**Problem description**
Look through the data below for the line with "numbers — gone." and the line with "1. **Find the", then output those two and all lines in between, exactly as written.

**Data supplied**
PR #1454, opened 2026-05-08
Fix #1442 audit raw task deletes

### LINKED ISSUE #1442: audit gap: tasks deleted from work_tasks without task.cancelled/deleted event
## Symptom

`advisor_review` tasks `savethenovel/27`, `/28`, `/29`, `/30` were auto-queued by `advisor.tick` at 2026-05-07T19:17:21-19:17:47Z (visible as `task.created` + `task.queued` events in `~/.pollypm/audit/savethenovel.jsonl`).

By tick 31 (~19:34:31Z), the rows were absent from both `work_tasks` and `work_transitions` — but **no `task.cancelled` or `task.deleted` audit event was emitted**.

DB-truth and audit-truth diverged silently.

## Why this matters

- The audit log is supposed to be the source of truth for task lifecycle. If tasks can vanish from the DB without an audit trail, the log can no longer be used to reconstruct state or debug why a task disappeared.
- For the auto-unstick mechanism (#1414), this is dangerous: a watchdog rule that reads the audit log will see stale `task.created`/`queued` events and treat the task as still pending — potentially escalating ghosts.
- Distinct from #1440 (`stuck_draft` spam, where the rule observes too much): this is the inverse — a sweeper acts without observability.

## Repro

1. Let `advisor.tick` auto-queue tasks at the cadence (no manual setup needed for projects with active advisors).
2. Wait one or two cadence cycles.
3. Query `work_tasks` for the auto-queued task numbers — gone.
4. Grep `~/.pollypm/audit/<project>.jsonl` for `task.cancelled` or `task.deleted` — absent.

## Suggested directions

1. **Find the sweeper** — likely a cleanup pass that deletes rows directly via SQL rather than going through the WorkService transition machinery. Route it through `cancel_task()` (or equivalent) so the standard `task.cancelled` event fires.
2. **Audit invariant** — add an integration test: every row deletion from `work_tasks` must be preceded by either `task.cancelled` or `task.deleted` in the audit log.
3. **Symmetric guard** — the audit module could refuse to emit `task.created` for a task that already has a previous `task.cancelled` (helps catch resurrection bugs too).

(1) is the right surgical fix; (2) prevents regression.

## Discovered via

Round 2 watch loop on savethenovel; tick 28 captured the auto-queue; tick 31 captured the disappearance.

samhotchkiss:
Closes #1442

Adds a SQLite delete-trigger outbox for work_tasks and flushes it through SQLiteWorkService so raw row deletes become task.deleted audit events. Covers the advisor_review-shaped repro where a queued task is removed by direct SQL outside the work-service transition machinery.

Layer audit: touched store/IO-owned work schema and work-service persistence only, plus focused schema/audit regression tests; no UI or service-facade imports added.

### DIFF
--- a/src/pollypm/work/schema.py
+++ b/src/pollypm/work/schema.py
@@ -126,6 +126,43 @@ CREATE INDEX IF NOT EXISTS idx_work_tasks_priority
 -- column the (pre-migration) legacy work_tasks table doesn't have
 -- yet, so it must live in the ensure helper rather than WORK_SCHEMA.
 
+CREATE TABLE IF NOT EXISTS work_task_delete_audit_outbox (
+    id INTEGER PRIMARY KEY AUTOINCREMENT,
+    project TEXT NOT NULL,
+    task_number INTEGER NOT NULL,
+    title TEXT NOT NULL DEFAULT '',
+    flow_template_id TEXT NOT NULL DEFAULT '',
+    previous_status TEXT NOT NULL DEFAULT '',
+    created_by TEXT NOT NULL DEFAULT '',
+    deleted_at TEXT NOT NULL
+);
+
+CREATE INDEX IF NOT EXISTS idx_work_task_delete_audit_outbox_project
+    ON work_task_delete_audit_outbox(project, task_number);
+
+CREATE TRIGGER IF NOT EXISTS trg_work_tasks_delete_audit_outbox
+AFTER DELETE ON work_tasks
+BEGIN
+    INSERT INTO work_task_delete_audit_outbox (
+        project,
+        task_number,
+        title,
+        flow_template_id,
+        previous_status,
+        created_by,
+        deleted_at
+    )
+    VALUES (
+        OLD.project,
+        OLD.task_number,
+        OLD.title,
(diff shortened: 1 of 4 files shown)


samhotchkiss:
LGTM. Trigger-based outbox is a clean way to catch raw-SQL deletes — the audit emit is decoupled from the deleter, so any future sweeper (sqlalchemy, raw SQL, ad-hoc cleanup) is covered automatically. Flush on both open and close gives reasonable durability.

Verified by tests only (store-layer change, regression test mirrors the #1442 advisor_review repro: queue task -> raw DELETE -> reopen -> assert task.deleted with previous_status=queued).

- tests/test_audit_log.py + tests/test_work_schema.py: 43 passed
- broader sweep (-k "work_service or sqlite_service or work_schema or audit"): 305 passed
- migration v8 -> v9 bump propagated to both legacy-walk tests
- module boundaries respected (work/* only, no UI imports)
- scope tight; the removed per-call emit in `_prune_cancelled_critique_child` is correctly replaced by the unified flush

Self-PR — GH blocks self-approve, leaving as comment per reviewer protocol.

PR #1455, opened 2026-05-08
Fix #1443 watchdog cadence dedupe

### LINKED ISSUE #1443: watchdog: cadence pulses occasionally drop a beat (single 5-min skip)
## Symptom

The audit watchdog runs on a 5-minute cadence (`@every 5m` recurring handler in `audit_watchdog.py`). Across the round-2 savethenovel watch loop, the cadence skipped a beat **twice** in the same session:

- **First skip**: 19:32Z pulse missing. Last seen 19:27:55Z, next at 19:37:59Z (gap = ~10m).
- **Second skip**: 19:57Z pulse missing. Last seen 19:52:41Z, next at 20:02:45Z (gap = ~10m).

Both were single-beat skips followed by clean recovery on the next 5m boundary. Spacing between the two skips: ~25 minutes.

## Why this matters

Auto-unstick (`task_review_stale` rule) relies on the cadence firing within `30 min - 5 min = 25 min` of the threshold crossing to escalate before the next status check. A single dropped beat is *currently* absorbed by the safety margin (the 5-min cadence is much shorter than the 30-min stale threshold). But:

**Expected answer**
3. Query `work_tasks` for the auto-queued task numbers — gone.
4. Grep `~/.pollypm/audit/<project>.jsonl` for `task.cancelled` or `task.deleted` — absent.

## Suggested directions

1. **Find the sweeper** — likely a cleanup pass that deletes rows directly via SQL rather than going through the WorkService transition machinery. Route it through `cancel_task()` (or equivalent) so the standard `task.cancelled` event fires.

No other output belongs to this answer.